╭──
PR #1331, opened 2024-02-13
A sycl::local_accessor-like API for numba-dpex kernel

diptorupd:

The PR adds a `sycl::local_accessor` like API to numba-dpex's kernel API.

TODOs
- [x] All existing test cases pass
- [x] New test case to verify that the kernel function argument for a local_accessor is correctly generated
- [x] dpctl PR merged with new changes [IntelPython/dpctl/pull/1558]
- [x] Remove hard-coding for typeid (after adding a new enum in dpctl) [#1379]
- [x] Add end-to-end tests
- [ ] Example
- [ ] Tutorial
- [x] According to section 4.7.6.11. of the SYCL specification, a local_accessor must not be used in a SYCL kernel function that is invoked via single_task or via the simple form of parallel_for that takes a range parameter.

### DIFF
--- a/numba_dpex/core/types/kernel_api/local_accessor.py
+++ b/numba_dpex/core/types/kernel_api/local_accessor.py
@@ -10,6 +10,15 @@ from numba_dpex.core.types import USMNdArray
 from numba_dpex.utils import address_space as AddressSpace
 
 
+class DpctlMDLocalAccessorType(Type):
+    """numba-dpex internal type to represent a dpctl SyclInterface type
+    `MDLocalAccessorTy`.
+    """
+
+    def __init__(self):
+        super().__init__(name="DpctlMDLocalAccessor")
+
+
 class LocalAccessorType(USMNdArray):
     """numba-dpex internal type to represent a Python object of
     :class:`numba_dpex.experimental.kernel_iface.LocalAccessor`.
--- a/numba_dpex/core/types/kernel_api/local_accessor.py
+++ b/numba_dpex/core/types/kernel_api/local_accessor.py
@@ -2,8 +2,9 @@
 #
 # SPDX-License-Identifier: Apache-2.0
 
-from numba.core.pythonapi import unbox
-from numba.core.types import Array, Type
+from numba.core import cgutils
+from numba.core.types import Type, UniTuple, intp
+from numba.extending import NativeValue, unbox
 from numba.np import numpy_support
 
 from numba_dpex.core.types import USMNdArray
@@ -69,7 +70,15 @@ def unbox_local_accessor(typ, obj, c):  # pylint: disable=unused-argument
     generate the kernel signature passing in a pointer in the local address
     space.
     """
+    shape = c.pyapi.object_getattr_string(obj, "_shape")
+    local_accessor = cgutils.create_struct_proxy(typ)(c.context, c.builder)
 
-    nparrobj = c.pyapi.object_getattr_string(obj, "_data")
-    nparrtype = Array(typ.dtype, typ.ndim, typ.layout, readonly=False)
-    return c.unbox(nparrtype, nparrobj)
+    ty_unituple = UniTuple(intp, typ.ndim)
+    ll_shape = c.unbox(ty_unituple, shape)
+    local_accessor.shape = ll_shape.value
+
+    return NativeValue(
+        c.builder.load(local_accessor._getpointer()),
+        is_error=ll_shape.is_error,
+        cleanup=ll_shape.cleanup,
+    )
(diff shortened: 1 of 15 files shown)


numba_dpex/kernel_api/local_accessor.py
```diff
@@ -0,0 +1,101 @@
...
+        self._data = numpy.empty(self._shape, dtype=self._dtype)
+
+    def __getitem__(self, idx_obj):
+        """Returns the value stored at the position represented by idx_obj in
+        the self._data ndarray.
+        """
+
+        return self._data[idx_obj]
+
+    def __setitem__(self, idx_obj, val):
```
AlexanderKalistratov, line 86: Why do you need this?
Any attempt to read/write to local memory on host should result in exception.

Or I misunderstands something?

numba_dpex/kernel_api/local_accessor.py
```diff
@@ -0,0 +1,101 @@
...
+            )
+
+        # Make sure shape has a rank between (1..3)
+        if len(self._shape) < 1 or len(self._shape) > 3:
+            raise TypeError("LocalAccessor can only have up to 3 dimensions.")
+
+        self._dtype = dtype
+
+        if self._dtype not in [
+            numpy.float32,
```
AlexanderKalistratov, line 66: is there any reason for such limitation?

numba_dpex/kernel_api/local_accessor.py
diptorupd: Sorry, I missed your comment.

This class is basically a simulator in pure Python for prototyping and testing. Borrowing idea's for numba-mlir's simulator.

The usage is, a `LocalAccessor` is crated in pure Python and passed as a kernel argument. In simulator mode it is just a NumPy array so works as expected. In compiled mode it will be an actual local array. What do you think?

numba_dpex/kernel_api/local_accessor.py
diptorupd: Not really, but what else will be needed?

numba_dpex/kernel_api/local_accessor.py
AlexanderKalistratov: Since there is no examples I'm not sure how it should work, but I assume, that user need to create instance of this class in order to use local memory inside of kernel. Something like that:

```python
loc_mem = LocalAccessor(...)
kernel(..., loc_mem, ...)
```
If that's assumption is correct, then user may try to access local memory outside of kernel:
```python
loc_mem = LocalAccessor(...)
loc_mem[0] = 10
kernel(..., loc_mem, ...)
```

And in this case an exception must be thrown.

numba_dpex/kernel_api/local_accessor.py
AlexanderKalistratov: [u]int8, [u]int16, [u]int32, [u]int64

numba_dpex/experimental/models.py
```diff
@@ -85,3 +88,5 @@ def _init_exp_data_model_manager() -> DataModelManager:
 
 # Register the NdItemType type
 register_model(NdItemType)(EmptyStructModel)
+
+register_model(LocalAccessorType)(ArrayModel)
```
ZzEeKkAa, line 92:
```suggestion
register_model(LocalAccessorType)(EmptyStructModel)
```

numba_dpex/kernel_api/local_accessor.py
ZzEeKkAa: Let's then introduce `LocalAccessorMock` with those methods implemented.

diptorupd: I have made these changes. Can you please review again?

diptorupd:
@ZzEeKkAa please review once again. I have added all changes and tests. I will add an example and update the kernel programming guide in a separate PR.

numba_dpex/core/types/kernel_api/local_accessor.py
```diff
@@ -10,6 +10,15 @@
 from numba_dpex.utils import address_space as AddressSpace
 
 
+class DpCtlMDLocalAccessorType(Type):
+    """numba-dpex internal type to represent a DpCtl SyclInterface type
```
diptorupd, line 15: s/Dpctl/dpctl

numba_dpex/core/utils/kernel_flattened_args_builder.py
```diff
@@ -262,6 +270,75 @@ def _build_local_accessor_metadata_arg(
             ),
         )
 
+    def _build_local_accessor_arg(self, arg_type: LocalAccessorType, llvm_val):
+        """Creates a list of LLVM Values for an unpacked USMNdArray kernel
```
diptorupd, line 274: docstring is wrong as it is not technically a USMNdArray kernel argument

ZzEeKkAa (dismissed):
LGMT! Thank you!

ZzEeKkAa (approved):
╰──
→ **ACTIVITY**: The response must consist solely of the lines from the one with "numba_dpex/core/utils/kernel_flattened_args_builder.py" through the end of the listing above, copied exactly; please include the first and the last.

→ **SOLUTION**:
numba_dpex/core/utils/kernel_flattened_args_builder.py
```diff
@@ -262,6 +270,75 @@ def _build_local_accessor_metadata_arg(
             ),
         )
 
+    def _build_local_accessor_arg(self, arg_type: LocalAccessorType, llvm_val):
+        """Creates a list of LLVM Values for an unpacked USMNdArray kernel
```
diptorupd, line 274: docstring is wrong as it is not technically a USMNdArray kernel argument

ZzEeKkAa (dismissed):
LGMT! Thank you!

ZzEeKkAa (approved):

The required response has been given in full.